(Items from a data source)
--- START ---
PR #8261, opened 2023-02-08
7933 Submission history API supports bulk FHIR submissions

### LINKED ISSUE #7933: Submission history API supports bulk FHIR submissions
### User Story:
As sender, I want to be able to retrieve submission details for FHIR bulk submissions, so I can get accurate reports of my submitted data.

### Description/Use Case
The submissions history API and submission detail API need to provide accurate data on FHIR bulk submissions, so they show all the reports included in the bulk submission. This is similar to having the system receive an HL7 batch or CSV file with multiple lines.

* The queries for the API may need tweaking to support this.

### Dev Notes:
* This is similar to having the system receive an HL7 batch or CSV file with multiple lines, so look at what those responses contain and make sure the FHIR bulk submission version of it looks similar.

### Acceptance Criteria
* A sender is capable of retrieving submission history (the list of submissions) that includes FHIR bulk submissions.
--- END ---
Work to be completed —
Make an exact transcription of all the records.

Task solution —
PR #8261, opened 2023-02-08
7933 Submission history API supports bulk FHIR submissions

### LINKED ISSUE #7933: Submission history API supports bulk FHIR submissions
### User Story:
As sender, I want to be able to retrieve submission details for FHIR bulk submissions, so I can get accurate reports of my submitted data.

### Description/Use Case
The submissions history API and submission detail API need to provide accurate data on FHIR bulk submissions, so they show all the reports included in the bulk submission. This is similar to having the system receive an HL7 batch or CSV file with multiple lines.

* The queries for the API may need tweaking to support this.

### Dev Notes:
* This is similar to having the system receive an HL7 batch or CSV file with multiple lines, so look at what those responses contain and make sure the FHIR bulk submission version of it looks similar.

### Acceptance Criteria
* A sender is capable of retrieving submission history (the list of submissions) that includes FHIR bulk submissions.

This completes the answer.